HHS enlists military medical surveillance in flu fight

By Peter Buxbaum
Wednesday, November 04, 2009

Department of Defense and Veterans Affairs systems and databases figure prominently in the plans by the Department of Health & Human Services to monitor immunization safety for H1N1 influenza vaccination program.

HHS issued detailed plans for cross-agency cooperation in the monitoring effort yesterday.

"A robust plan for monitoring adverse events following immunization during mass vaccination for 2009 H1N1 influenza is a critical component to ensure the safety of these vaccines," according to the  HHS document released Nov. 3.

The Defense Medical Surveillance System (DMSS) will be used as an active medical surveillance system for the United States military. "The DMSS can query personnel and relational medical databases that contain information on demographics, inpatient and outpatient visits, vaccination, and deployment," noted the HHS plan.

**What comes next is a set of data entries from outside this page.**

PR #24, opened 2021-01-29
try to one script

reidliu41:
Try to combine the install* scripts into one script.


drewandersonnz:
Thank you for your contribution.

While the code looks well written, this was an intentional decision to have separate install* scripts for maintainability. 

These scripts install projects that are changing fast, and being able to keep changes to separate files helps us to update and test quickly as required.

Thanks again, but I'm going to close this PR.

PR #25, opened 2021-01-29
Updates velero to be overrideable but set during install

iamkirkbater:
From @karthikperu7's PR yesterday I built off of that and the feedback that @drewandersonnz had to initialize velero with a sane default, but check on container initialization to see if the env is overridden and then reconfigure velero from there.


drewandersonnz:
Previous PR: https://github.com/openshift/ocm-container/pull/22

PR #38, opened 2021-04-15
Remove the vim-minimal workaround

clcollins:
This appears to no longer be necessary.  Tested on a F33 Laptop with
latest pulled image from `fedora:latest`.

If others no longer have the issue, this will remove some extra time
from the build process.

REF: https://unix.stackexchange.com/questions/119310/transaction-check-error-in-installing-vim/120226#120226


georgettica:
works :)

PR #39, opened 2021-04-15
Add krb5-workstation package for kerb error handling

clcollins:
Currently the cluster-login script expects kinit and klist to exist in
order to handle some kinit errors correctly. This adds the
krb5-workstation package for those files, which allows cluster-login to
print helpful error messages regarding kinit status.

### DIFF
--- a/Dockerfile
+++ b/Dockerfile
@@ -14,6 +14,7 @@ RUN yum --assumeyes remove \
     git \
     golang \
     jq \
+    krb5-workstation \
     make \
     openssl \
     procps-ng \


iamkirkbater:
I'm on the fence as to whether or not I want to continue building upon the kinit stuff in the container.  With our move to backplane, I think we should focus on that, however with the few things we need to do that backplane doesn't cover I'm also in the "we should support both, with the expectation that the krb stuff gets ripped out unceremoniously in the near future."

georgettica:
I think the second one is more of the right thing to do.
As it's fairly straightforward to remove that ocm-login flow once we double down on backplane (and remove the other auth method

clcollins:
Agree with both your points @iamkirkbater.  In this case, it's just adding the package so if someone *is* using the krb stuff and it fails, they'll get a reason why, as opposed to a python stacktrace.

clcollins:
@iamkirkbater @georgettica Any interest in merging this? I'm fine with just closing it as well. It's not critical either way.

georgettica:
@iamkirkbater I'll let you decide on the course of action

i'll also restate my position.
I'm pro this PR getting merged and once we need to remove it we will double down on backplane

PR #41, opened 2021-04-29
Consolidates tool installs into dockerfile; adds checksum verification

clcollins:
Introduces a number of simplifications or additional toolchain
verification

* Consolidates all binary tool installs into the Dockerfile (obsoletes
  install scripts)
* Adds checksum verification for all downloaded binaries (where
  available)
* Installs all tools from latest/stable, with relatively easy way to pin
  to a specific version
* Splits Dockerfile into multi-stage build for clarity and ease of
  development
* Moves all bash helpers to `bashrc.d`-style setup
* Moves scripts to /root/.local/bin, installs via Dockerfile rather than
  script
* Generally simplifies code directory structure, consolidates build into
  Dockerfile and code into repo.


Dockerfile
```diff
@@ -16,37 +138,27 @@ RUN yum --assumeyes install \
     python-pip \
     python3-requests-kerberos \
     rsync \
-    sshuttle \
```
T0MASD, line 19: @mbarnes is sshuttle used for backplane login?

hlipsig: Yes sshuttle is used for backplane. (Sorry I know you didn't ask me)

clcollins: Ah, good catch.  I guess ideally that'd be installed with backplane, but I'm not sure why I removed it here.  I'll fix that.

PR #54, opened 2021-07-25
georgettica/make ocm login automatic

georgettica:
- Create update_deps.yml
- feat(bashrc): make ocm-login automatic


clcollins:
The auto-login is fine, no issues with that.

I don't think thr GitHub Actions will work in OpenShift org repos, though.  Apparently it's a legacy account or something.

georgettica:
Damn, it keeps popping up!
Annoying :(

georgettica:
I need to be more careful next time :)

georgettica:
@clcollins I changed the PR to be `the ocm login command but faster`

you can TAL whenever you see fit

PR #56, opened 2021-08-10
Adds PagerDuty CLI support

clcollins:
~Installs `go-pagerduty` [https://github.com/PagerDuty/go-pagerduty](https://github.com/PagerDuty/go-pagerduty), and adds the necessary mount for the authentication token.~

Installs `pagerduty-cli` [https://github.com/martindstone/pagerduty-cli](https://github.com/martindstone/pagerduty-cli), and adds the necessary mount for the authentication token.

### DIFF
--- a/Dockerfile
+++ b/Dockerfile
@@ -12,7 +12,7 @@ RUN yum --assumeyes install \
     golang \
     jq \
     krb5-workstation \
-    make \
+    npm \
     openssl \
     procps-ng \
     python-pip \
@@ -119,7 +119,6 @@ RUN /bin/bash -c "curl -sSLf -O $(curl -sSLf ${VELERO_URL} -o - | jq -r '.assets
 RUN sha256sum --check --ignore-missing sha256sum.txt
 RUN tar --extract --gunzip --no-same-owner --directory /out --wildcards --no-wildcards-match-slash --no-anchored --strip-components=1 *velero --file *.tar.gz
 
-
 # Install aws-cli
 RUN mkdir -p /aws/bin
 WORKDIR /aws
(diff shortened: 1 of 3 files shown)


georgettica:
Is go-pagerduty better for you than https://github.com/martindstone/pagerduty-cli?

If not I am a maintainer in go-pagerduty and will support any changes there to make it better

clcollins:
@georgettica: TBH, the cli usage for `go-pagerduty` could use some work to make it a bit more friendly, but I was leaning toward it over `pagerduty-cli` because I don't know/trust the developer, i'm a little creeped out by the installer, and adding npm to install directly adds 150M to ocm-container.  It is WAY more user-friendly, though.  I'm torn, and would be happy to discuss.

clcollins:
@georgettica: After further investigation, as size was the only issue, replaced `go-pagerduty` with `pagerduty-cli` in this PR.  Certainly WAY better UI.

Dockerfile
```diff
@@ -174,6 +173,9 @@ COPY utils/bin /root/.local/bin
 # Setup requirements for cluster-login.sh and install o-must-gather
 RUN pip3 install requests-html o-must-gather && pyppeteer-install
 
+# Setup pagerduty-cli
+RUN npm install -g pagerduty-cli
```
dustman9000, line 177: We should probably lock this down to a specific version or use a package.json

clcollins: Added tag for specific version: `RUN npm install -q pagerduty-cli@0.0.70`

georgettica:
The maintainer is someone from pagerduty @mmazur can attest to that

PR #58, opened 2021-08-10
remove build pkgs

clcollins:
- Adds PagerDuty CLI support
- Removes unused build packages

### DIFF
--- a/Dockerfile
+++ b/Dockerfile
@@ -8,8 +8,6 @@ RUN yum --assumeyes install \
     bash-completion \
     findutils \
     fzf \
-    git \
-    golang \
     jq \
     krb5-workstation \
     npm \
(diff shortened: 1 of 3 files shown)


Dockerfile
```diff
@@ -8,11 +8,8 @@ RUN yum --assumeyes install \
     bash-completion \
     findutils \
     fzf \
-    git \
-    golang \
     jq \
     krb5-workstation \
-    make \
```
georgettica, line 15: I sometimes use these, but if you see this an not used, we can remove and review the list later

Dockerfile
```diff
@@ -119,6 +120,13 @@ RUN /bin/bash -c "curl -sSLf -O $(curl -sSLf ${VELERO_URL} -o - | jq -r '.assets
 RUN sha256sum --check --ignore-missing sha256sum.txt
 RUN tar --extract --gunzip --no-same-owner --directory /out --wildcards --no-wildcards-match-slash --no-anchored --strip-components=1 *velero --file *.tar.gz
 
+# Install pagerduty
+RUN mkdir /pagerduty
+WORKDIR /pagerduty
+# Pagerduty doesn't provide a checksum
```
georgettica, line 126: it can if you PR it, I am a maint there

georgettica:
solve the conflict here and change everything to `dnf` and I can merge this

Dockerfile
```diff
@@ -30,7 +27,7 @@ RUN yum --assumeyes install \
 FROM fedora:latest as builder
 
 # jq is a pre-req for making parsing of download urls easier
-RUN dnf install -y jq unzip
+RUN dnf install -y golang make jq unzip
```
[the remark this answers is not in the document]
clcollins: I don't understand the question, sorry.  Can you elaborate?

Dockerfile
clcollins: Hrm, if they're useful, we don't need to necessarily remove them. Do you use them frequently?  If not, since the container is running as root, is it OK to just install when needed?

I'm just trying to clean up a bit, but if these are frequent and helpful, I'm happy to leave them in.

Dockerfile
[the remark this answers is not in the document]
georgettica: We have yum install and dnf install

To my knowledge dbf is better

This can be done in another PR and can be ignored

Dockerfile
georgettica: Nah, I'll see how much I use them and worst case I can install

PR #610, opened 2022-04-01
BF8 support for eltwise kernels and GEMM

alheinecke:


alheinecke (commented):
serveral opens as highlighted before, let's review again, when the next set of commits is in,

alheinecke (commented):
just waiting for AVX512_VL256 reductions and then this is ready for merge to master

PR #615, opened 2022-04-06
AARCH64 SVE eltwise support

alheinecke:


src/generator_common_aarch64.c
```diff
@@ -1144,17 +1135,8 @@ void libxsmm_generator_prepare_coeffs_gelu_inv_ps_minimax3_aarch64_sve( libxsmm_
                                                                         const unsigned int                    i_vec_shifter,
                                                                         const unsigned int                    i_vec_half,
                                                                         const unsigned int                    i_vec_c0,
-                                                                        const unsigned int                    i_vec_c01,
-                                                                        const unsigned int                    i_vec_c02,
-                                                                        const unsigned int                    i_vec_c03,
```
AntonioNoack: These will be needed again, when GELU is implemented for 128/256 bit SVE.

AntonioNoack:
I found the fix for Dropout, will push it (or similar) soon :)
It was a bug, that I had fixed in the past, but replaced when I removed my old performance tests.

The issue is/was that the dropout test is using it's own function to determine the vector length, and it "detects" 4 for SVE (which is ofc incorrect).

alheinecke:
@AntonioNoack can you please re-run this branch's latest commit on A64FX ( https://github.com/libxsmm/libxsmm/blob/aarch64_eltwise/samples/eltwise/run_test_aarch64_sve.sh ) . I thought relu, dropout, gelu should work and transpose should simply fall back to the ASIMD code. It's important that we can run run_test_aarch64.sh without comments, so the best is to have all the transforms just falling back to the ASIMD generators. When this is all confirmed we are ready for prime time and can merge to master.

alheinecke:
@AntonioNoack @breuera : I have updated https://github.com/libxsmm/libxsmm/blob/aarch64_eltwise/samples/eltwise/run_test_aarch64_sve.sh  and ran it on A64FX. However, relu and dropout show random seg faults, but I saw in some report performance numbers for those. Can you please fix such that we can merge?

alheinecke:
right now the failing tests are commented in https://github.com/libxsmm/libxsmm/blob/aarch64_eltwise/samples/eltwise/run_test_aarch64_sve.sh

AntonioNoack:
I've found one solution until now :).
It solves the backwards passes for dropout & relu (my code was writing too many bytes for the masks).
Forward still has issues.

alheinecke:
Great, thanks for the update

PR #620, opened 2022-04-08
Improve SVE code generation in asparse_reg.

FreddieWitherden:
Here we play some neat tricks to improve the kernels.  Firstly, in the constants loaded from memory mode, multiple GPR's are pre-displaced enabling constants to be broadcast from memory with just a single load instruction (GPR + imm) with the spacing between registers being the displacement limit of the immediate.  Secondly, we now always pack constants into registers, allocating z0 if needed to serve as a scratch register (as SVE's indexed FMA is not orthogonal and only supports registers up to z7/z15) to mov higher number registers into.  On any implementation with mov elimination this should be very cheap and eliminated at the frontend.


alheinecke (commented):
The LIBXSMM_AARCH64_INSTR_SVE_ORR_V instruction is added also in the aarch64_eltwise branch but with a different encoding and the also other encodings change. 

We are right now in the process of merging aarch64_eltwise into master (within the next couple of days, as early as today). I suggest re-basing this PR to aarch64_eltwise (when this branch is still there when you have the chance) or then to the new master.

FreddieWitherden:
Okay, as there is no rush I'll wait until the element wise work is merged into master and then rebase.

alheinecke:
the aarch64_eltwise branch just landed. Can you please resolve the conflicts?

FreddieWitherden:
Done.

alheinecke (approved):

PR #621, opened 2022-04-09
Fixes for test script eltwise commit

deeptiag1:
Failing test:
./kernel_test/reduce_add_cols_x_x2_16b_gtld.sh
./kernel_test/reduce_add_cols_x_x2_32b_eqld.sh
./kernel_test/reduce_add_cols_x_x2_32b_gtld.sh
./kernel_test/reduce_add_rows_x_16b_eqld.sh
./kernel_test/reduce_add_rows_x_16b_gtld.sh
./kernel_test/reduce_add_rows_x2_16b_eqld.sh
./kernel_test/reduce_add_rows_x2_16b_gtld.sh
./kernel_test/reduce_add_rows_x2_32b_eqld.sh
./kernel_test/reduce_add_rows_x2_32b_gtld.sh
./kernel_test/reduce_add_rows_x_32b_eqld.sh
./kernel_test/reduce_add_rows_x_32b_gtld.sh
./kernel_test/reduce_add_rows_x_x2_16b_eqld.sh
./kernel_test/reduce_add_rows_x_x2_16b_gtld.sh
./kernel_test/reduce_add_rows_x_x2_32b_eqld.sh
./kernel_test/reduce_add_rows_x_x2_32b_gtld.sh
./kernel_test/reduce_max_rows_16b_eqld.sh
./kernel_test/reduce_max_rows_16b_gtld.sh
./kernel_test/reduce_max_rows_32b_eqld.sh
./kernel_test/reduce_max_rows_32b_gtld.sh

Debugging it

PR #624, opened 2022-04-11
Avx512 Binary fix

deeptiag1:


alheinecke (changes requested):
Seems this fix is only half-way correct... as this is missing:
https://github.com/libxsmm/libxsmm/blob/master/src/generator_mateltwise_sse_avx_avx512.c#L391

It's better to avoid all of the code duplication, for one setting of VL...

alheinecke (commented):
Is this now fixing all problems as this file was *not* updated:
https://github.com/libxsmm/libxsmm/blob/avx512vl/samples/eltwise/run_test_avx512_vl256.sh

alheinecke (commented):
When do we expect the missing test to be passing?

src/generator_mateltwise_reduce_avx_avx512.c
```diff
@@ -1133,12 +1133,23 @@ void libxsmm_generator_reduce_rows_avx512_microkernel( libxsmm_generated_code*
       libxsmm_generator_load_vreg_minus_infinity(io_generated_code, 'y', LIBXSMM_X86_GP_REG_RAX, aux_vreg);
     }
 
-    libxsmm_generator_mateltwise_initialize_avx_mask(io_generated_code, mask_out, 1);
-    /* Calculate input mask in case we see m_masking */
-    if (use_m_masking == 1) {
-      mask_reg = available_vregs-1;
-      libxsmm_generator_mateltwise_initialize_avx_mask(io_generated_code, mask_reg, m % vlen);
-      available_vregs--;
+    if (io_generated_code->arch <= LIBXSMM_X86_AVX2) {
```
alheinecke, line 1136: We are we following the AVX2 code path and add logic here instead of using the AVX512 path?

alheinecke (commented):
I'm not sure if I understand why the AVX2 code patch changes and not the AVX512 for reduce

src/generator_mateltwise_reduce_avx_avx512.c
deeptiag1: Yes, AVX512 code path had a lot of hard coded variable, hence we ended up using the AVX2 code path.
For BF16 we have two options:
1.  AVX2 code path doesn't support BF16 so we need to add logic. 
2. Rewrite AVX512 code path in a flexible way that it can be extended to AVX512_VL ISA

alheinecke: Please go with 2. and revert the changes to the AVX2 code. This is much cleaner and is much faster as this just halving the shuffle network. Touching up the AVX2 code leads to unmaintainable spaghetti code....

alheinecke: Also the changes to libxsmm_generator_mn_code_block_replicate_col_var_avx_avx512 and libxsmm_generator_replicate_col_var_avx_avx512_microkernel didn't look correct in #621

samples/eltwise/run_test_avx512_vl256.sh
```diff
@@ -1,6 +1,6 @@
 #!/usr/bin/env bash
 
-export LIBXSMM_TARGET=avx512_vl256_clx
+# export LIBXSMM_TARGET=avx512_vl256_clx
```
alheinecke, line 3: This makes no sense...

src/generator_mateltwise_reduce_avx_avx512.c
```diff
@@ -462,7 +474,7 @@ void libxsmm_generator_reduce_cols_avx512_microkernel( libxsmm_generated_code*
     return;
   }
 
-  if (io_generated_code->arch < LIBXSMM_X86_AVX512) {
+  if (io_generated_code->arch < LIBXSMM_X86_AVX512_VL256) {
     vlen = 8;
     tmp_vreg = 15;
     max_m_unrolling = 15;
```
alheinecke, line 480: In line 553 there is check for CPX which doesn't seem to be handle in AVX512_VL256... don't know why

alheinecke (changes requested):
Started to review, but stopped after two things as I believe the code is not yet ready for review

src/generator_mateltwise_reduce_avx_avx512.c
alheinecke: On top the file conflicting with upstream an the PR cannot be merged

deeptiag1: yes, Fixing the conflict.

deeptiag1:
Closing this one and creating a cleaner Pull request:
https://github.com/libxsmm/libxsmm/pull/633/files

I have addressed the CPX comment [https://github.com/libxsmm/libxsmm/pull/633/files](url)
The unprompted func is libxsmm_generator_reduce_cols_ncnc_avx512_microkernel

"For each individual, the DMSS can connect temporal relationships between vaccination and interactions with the Military Health System."

DoD will also be using registries to evaluate the health outcomes of newborn infants and their mothers who have been inoculated with the H1N1 vaccination.

The Department of Veterans Affairs is conducting a pilot evaluation of 1.1 million VA patients in collaboration with the FDA.  "Data from VA’s linked automated national databases (vaccine administration, ICD-9 codes, laboratory, demographics, geographic regions) are merged at the unique patient level and the rate of events will be assessed," said the HHS document.

"VA database offers the opportunity to study populations that might otherwise be difficult to capture," it noted.

The Centers for Disease Control and Prevention, the Food and Drug Administration, the National Institutes of Health, the Health Resources and Services Administration, and the Indian Health Service are also participating in the DHS monitoring plan.